Dengan kata lain, kurang pertimbangan nilai-nilai yang hidup dan dinamis di masyarakat (common law) dan yurisprudensi (walaupun tidak diungkapkan secara eksplisit) dalam perkara-perkara yang beranalogi. Kekurangan ini terasa saat mendiskusikan kasasi dan peninjauan kembali kasus dr Dewi Ayu SpOG.

Keberpihakan

Saya tidak mengenal Artidjo Alkostar secara dekat, tetapi ia pernah di kelas yang saya ampu ketika ia menempuh program S-3 di Universitas Diponegoro. Ia tidak terkesan sebagai mahasiswa yang menonjol kecemerlangannya, tetapi keberaniannya sebagai penegak hukum sudah tidak saya ragukan sejak dia menjadi pembela di Yogyakarta.

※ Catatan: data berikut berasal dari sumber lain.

PR #6618, opened 2025-04-28
fix(mssql): handle mapping for order by expressions with nulls first/last

SteadEXE:
This PR fixes an issue with order by with nulls first and nulls last

### DIFF
--- a/packages/mssql/src/MsSqlPlatform.ts
+++ b/packages/mssql/src/MsSqlPlatform.ts
@@ -250,30 +250,18 @@ export class MsSqlPlatform extends AbstractSqlPlatform {
   }
 
   override getOrderByExpression(column: string, direction: QueryOrder): string[] {
-    const ret: string[] = [];
-
     switch (direction.toUpperCase()) {
-      case QueryOrder.ASC:
-        ret.push(`${column} asc`);
-        break;
-      case QueryOrder.DESC:
-        ret.push(`${column} desc`);
-        break;
       case QueryOrder.ASC_NULLS_FIRST:
-        ret.push(`case when ${column} is null then 0 else 1 end, ${column} asc`);
-        break;
+        return `case when ${column} is null then 0 else 1 end, ${column} asc`;
       case QueryOrder.ASC_NULLS_LAST:
-        ret.push(`case when ${column} is null then 1 else 0 end, ${column} asc`);
-        break;
+        return `case when ${column} is null then 1 else 0 end, ${column} asc`;
       case QueryOrder.DESC_NULLS_FIRST:
-        ret.push(`case when ${column} is null then 0 else 1 end, ${column} desc`);
-        break;
+        return `case when ${column} is null then 0 else 1 end, ${column} desc`;
       case QueryOrder.DESC_NULLS_LAST:
-        ret.push(`case when ${column} is null then 1 else 0 end, ${column} desc`);
-        break;
+        return `case when ${column} is null then 1 else 0 end, ${column} desc`;
+      default:
+        return `${column} ${direction.toLowerCase()}`;
     }
-
-    return ret;
   }
 
 }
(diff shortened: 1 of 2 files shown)


packages/mssql/src/MsSqlPlatform.ts
```diff
@@ -248,4 +249,31 @@ export class MsSqlPlatform extends AbstractSqlPlatform {
...
+        break;
+      case QueryOrder.DESC_NULLS_FIRST:
+        ret.push(`case when ${column} is null then 0 else 1 end, ${column} desc`);
+        break;
+      case QueryOrder.DESC_NULLS_LAST:
+        ret.push(`case when ${column} is null then 1 else 0 end, ${column} desc`);
+        break;
+    }
+
+    return ret;
```
B4nan, line 276: since you never use more than the one item in the array, you don't need an array, you can just return from the cases directly. and for asc/desc you can use the default clause together.

```suggestion
switch (direction.toUpperCase()) {
  case QueryOrder.ASC:
    ret.push(`${column} asc`);
    break;
  case QueryOrder.DESC:
    ret.push(`${column} desc`);
    break;
  case QueryOrder.ASC_NULLS_FIRST:
    return `case when ${column} is null then 0 else 1 end, ${column} asc`;
  case QueryOrder.ASC_NULLS_LAST:
    return `case when ${column} is null then 1 else 0 end, ${column} asc`;
  case QueryOrder.DESC_NULLS_FIRST:
    return `case when ${column} is null then 0 else 1 end, ${column} desc`;
  case QueryOrder.DESC_NULLS_LAST:
    return `case when ${column} is null then 1 else 0 end, ${column} desc`;
  default:
    return `${column} ${direction.toLowerCase()}`;
}
```

tests/platforms/order-by.test.ts
```diff
@@ -0,0 +1,152 @@
...
+
+  @Property({ length: 255, nullable: true })
+  value?: string | null;
+
+}
+
+const options = {
+  'sqlite': { dbName: ':memory:' },
+  'libsql': { dbName: ':memory:' },
+  'better-sqlite': { dbName: ':memory:' },
```
B4nan, line 20: i'd remove this case, since it will be removed in v7, but not a huge deal to leave it

B4nan (changes requested):
few nits about the test

packages/mssql/src/MsSqlPlatform.ts
SteadEXE: I had to return an array to respect Abstract class, but I kept the logic

tests/platforms/order-by.test.ts
```diff
@@ -0,0 +1,152 @@
...
+
+    // Should be escaped twice.
+    const test3 = new Test();
+    test3.value = 'bar';
+
+    orm.em.persist(test);
+    orm.em.persist(test2);
+    orm.em.persist(test3);
+
+    await orm.em.flush();
```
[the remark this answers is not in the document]
SteadEXE: I could in fact just remove it, we never actually use the result

tests/platforms/order-by.test.ts
```diff
@@ -0,0 +1,121 @@
...
+  @PrimaryKey()
+  id!: number;
+
+  @Property({ length: 255, nullable: true })
+  value?: string | null;
+
+}
+
+const options = {
+  mysql: { port: 3308 },
```
B4nan, line 18: please leave the sqlite and libsql drivers, i meant just the better-sqlite one

tests/platforms/order-by.test.ts
```diff
@@ -0,0 +1,121 @@
...
+
+  test(`order-by`, async () => {
+    const mock = mockLogger(orm, ['query', 'query-params']);
+
+    await orm.em.findAll(Test,
+      {
+        orderBy: {
+          value: QueryOrder.ASC,
+        },
+    });
```
B4nan, line 51: all of those should be written like that, i can imagine this wont pass the linter
```suggestion
    await orm.em.findAll(Test, {
      orderBy: {
        value: QueryOrder.ASC,
      },
    });
```

B4nan, line 51: all of those should be written like that, i can imagine this wont pass the linter
```suggestion
    await orm.em.findAll(Test, {
      orderBy: {
        value: QueryOrder.ASC,
      },
    });
```

B4nan (approved):
thanks!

Kita menghadapi pemilihan umum legislatif (pileg) dan pemilihan umum presiden (pilpres). Mudah-mudahan yang terpilih adalah mereka yang mampu dan berani meramu asas-asas kepastian, keadilan, dan manfaat secara ”pas” dan dengan arif mempertimbangkan pula progresivitas perkembangan nilai-nilai yang hidup di masyarakat. Kalau perkaranya dilematis, dalam arti ada pertentangan asas yang satu dengan yang lain, saya pribadi lebih berpihak kepada asas keadilan.

Kalau harus dipilih dari ketiga asas itu untuk dijadikan imperatif kategoris, pilihan saya jatuh ke keadilan, dengan kepastian dan manfaat sebagai imperatif hipotetis yang diterapkan dengan asas prima facie.